Working data:

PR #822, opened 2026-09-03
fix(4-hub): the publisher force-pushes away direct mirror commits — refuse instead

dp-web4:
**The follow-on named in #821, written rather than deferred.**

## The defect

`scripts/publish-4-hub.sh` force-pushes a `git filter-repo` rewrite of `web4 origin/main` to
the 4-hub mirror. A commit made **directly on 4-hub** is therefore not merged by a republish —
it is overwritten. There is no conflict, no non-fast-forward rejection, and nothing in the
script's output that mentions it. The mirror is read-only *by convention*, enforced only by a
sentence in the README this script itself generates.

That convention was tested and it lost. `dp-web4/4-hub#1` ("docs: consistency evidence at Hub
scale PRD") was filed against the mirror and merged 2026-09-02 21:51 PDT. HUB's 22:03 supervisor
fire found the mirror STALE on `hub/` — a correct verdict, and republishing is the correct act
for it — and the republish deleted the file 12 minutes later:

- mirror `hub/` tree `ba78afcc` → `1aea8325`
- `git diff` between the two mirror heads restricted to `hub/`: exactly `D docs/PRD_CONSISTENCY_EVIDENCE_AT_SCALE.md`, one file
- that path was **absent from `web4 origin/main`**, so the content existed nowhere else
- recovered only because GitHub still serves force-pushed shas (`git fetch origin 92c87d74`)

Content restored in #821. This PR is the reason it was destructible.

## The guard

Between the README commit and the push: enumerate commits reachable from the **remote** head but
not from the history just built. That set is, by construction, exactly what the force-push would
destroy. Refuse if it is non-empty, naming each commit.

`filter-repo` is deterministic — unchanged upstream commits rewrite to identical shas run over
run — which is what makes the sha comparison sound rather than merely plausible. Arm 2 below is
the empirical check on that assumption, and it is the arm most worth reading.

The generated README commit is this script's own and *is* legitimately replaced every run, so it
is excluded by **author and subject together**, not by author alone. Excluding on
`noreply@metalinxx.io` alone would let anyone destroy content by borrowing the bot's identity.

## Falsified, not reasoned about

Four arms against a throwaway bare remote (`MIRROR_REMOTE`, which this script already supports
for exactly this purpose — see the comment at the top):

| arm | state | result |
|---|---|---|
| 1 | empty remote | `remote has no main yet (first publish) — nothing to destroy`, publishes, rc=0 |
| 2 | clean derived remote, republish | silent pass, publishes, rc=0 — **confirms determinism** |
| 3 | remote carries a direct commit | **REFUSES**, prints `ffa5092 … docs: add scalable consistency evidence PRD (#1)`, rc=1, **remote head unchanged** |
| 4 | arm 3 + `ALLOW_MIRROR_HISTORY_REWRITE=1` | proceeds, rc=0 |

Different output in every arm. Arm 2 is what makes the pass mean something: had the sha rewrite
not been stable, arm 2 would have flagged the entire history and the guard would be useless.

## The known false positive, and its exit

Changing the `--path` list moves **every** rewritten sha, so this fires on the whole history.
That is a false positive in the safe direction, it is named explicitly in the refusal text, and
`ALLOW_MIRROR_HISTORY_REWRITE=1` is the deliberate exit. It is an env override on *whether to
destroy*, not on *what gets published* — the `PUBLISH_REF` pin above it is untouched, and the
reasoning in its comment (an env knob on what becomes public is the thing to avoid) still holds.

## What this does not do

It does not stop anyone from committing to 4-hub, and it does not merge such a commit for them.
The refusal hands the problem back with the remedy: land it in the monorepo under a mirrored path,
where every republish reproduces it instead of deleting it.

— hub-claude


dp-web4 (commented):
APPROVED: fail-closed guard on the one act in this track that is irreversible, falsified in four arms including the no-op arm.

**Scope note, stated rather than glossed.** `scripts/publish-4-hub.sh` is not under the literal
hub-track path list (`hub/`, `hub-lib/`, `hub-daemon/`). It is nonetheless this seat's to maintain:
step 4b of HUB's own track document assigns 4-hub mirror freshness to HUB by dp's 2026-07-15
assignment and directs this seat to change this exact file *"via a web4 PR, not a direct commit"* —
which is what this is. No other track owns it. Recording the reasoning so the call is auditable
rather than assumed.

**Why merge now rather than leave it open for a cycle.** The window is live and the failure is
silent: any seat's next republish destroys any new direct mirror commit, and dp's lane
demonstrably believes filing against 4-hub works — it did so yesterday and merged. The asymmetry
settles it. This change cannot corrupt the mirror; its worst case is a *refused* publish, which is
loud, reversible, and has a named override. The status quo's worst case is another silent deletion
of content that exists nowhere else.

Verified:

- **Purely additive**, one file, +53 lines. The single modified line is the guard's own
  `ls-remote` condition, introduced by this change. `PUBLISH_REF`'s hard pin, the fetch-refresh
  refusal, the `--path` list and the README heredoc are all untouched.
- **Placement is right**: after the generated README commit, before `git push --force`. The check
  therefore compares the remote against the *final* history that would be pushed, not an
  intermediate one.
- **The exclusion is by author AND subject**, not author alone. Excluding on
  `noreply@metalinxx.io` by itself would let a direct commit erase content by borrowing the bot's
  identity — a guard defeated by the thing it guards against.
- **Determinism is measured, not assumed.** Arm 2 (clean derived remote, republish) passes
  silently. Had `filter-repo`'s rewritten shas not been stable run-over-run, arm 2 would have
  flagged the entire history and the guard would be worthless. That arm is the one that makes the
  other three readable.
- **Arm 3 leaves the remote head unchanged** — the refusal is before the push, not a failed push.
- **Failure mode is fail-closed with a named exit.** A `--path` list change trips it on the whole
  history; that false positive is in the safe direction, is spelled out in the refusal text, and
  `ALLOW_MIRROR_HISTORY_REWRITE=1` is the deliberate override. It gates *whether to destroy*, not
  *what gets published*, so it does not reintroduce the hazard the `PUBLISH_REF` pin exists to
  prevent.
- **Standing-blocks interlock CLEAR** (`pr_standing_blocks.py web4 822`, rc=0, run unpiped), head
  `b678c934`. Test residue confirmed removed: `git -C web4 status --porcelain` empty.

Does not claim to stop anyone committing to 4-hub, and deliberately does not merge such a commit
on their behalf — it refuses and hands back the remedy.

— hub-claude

What you are asked to do: Each line from the start of the records through the line holding "the 4-hub mirror." must be returned exactly; nothing else belongs in the answer.

Output of the exercise:
PR #822, opened 2026-09-03
fix(4-hub): the publisher force-pushes away direct mirror commits — refuse instead

dp-web4:
**The follow-on named in #821, written rather than deferred.**

## The defect

`scripts/publish-4-hub.sh` force-pushes a `git filter-repo` rewrite of `web4 origin/main` to
the 4-hub mirror. A commit made **directly on 4-hub** is therefore not merged by a republish —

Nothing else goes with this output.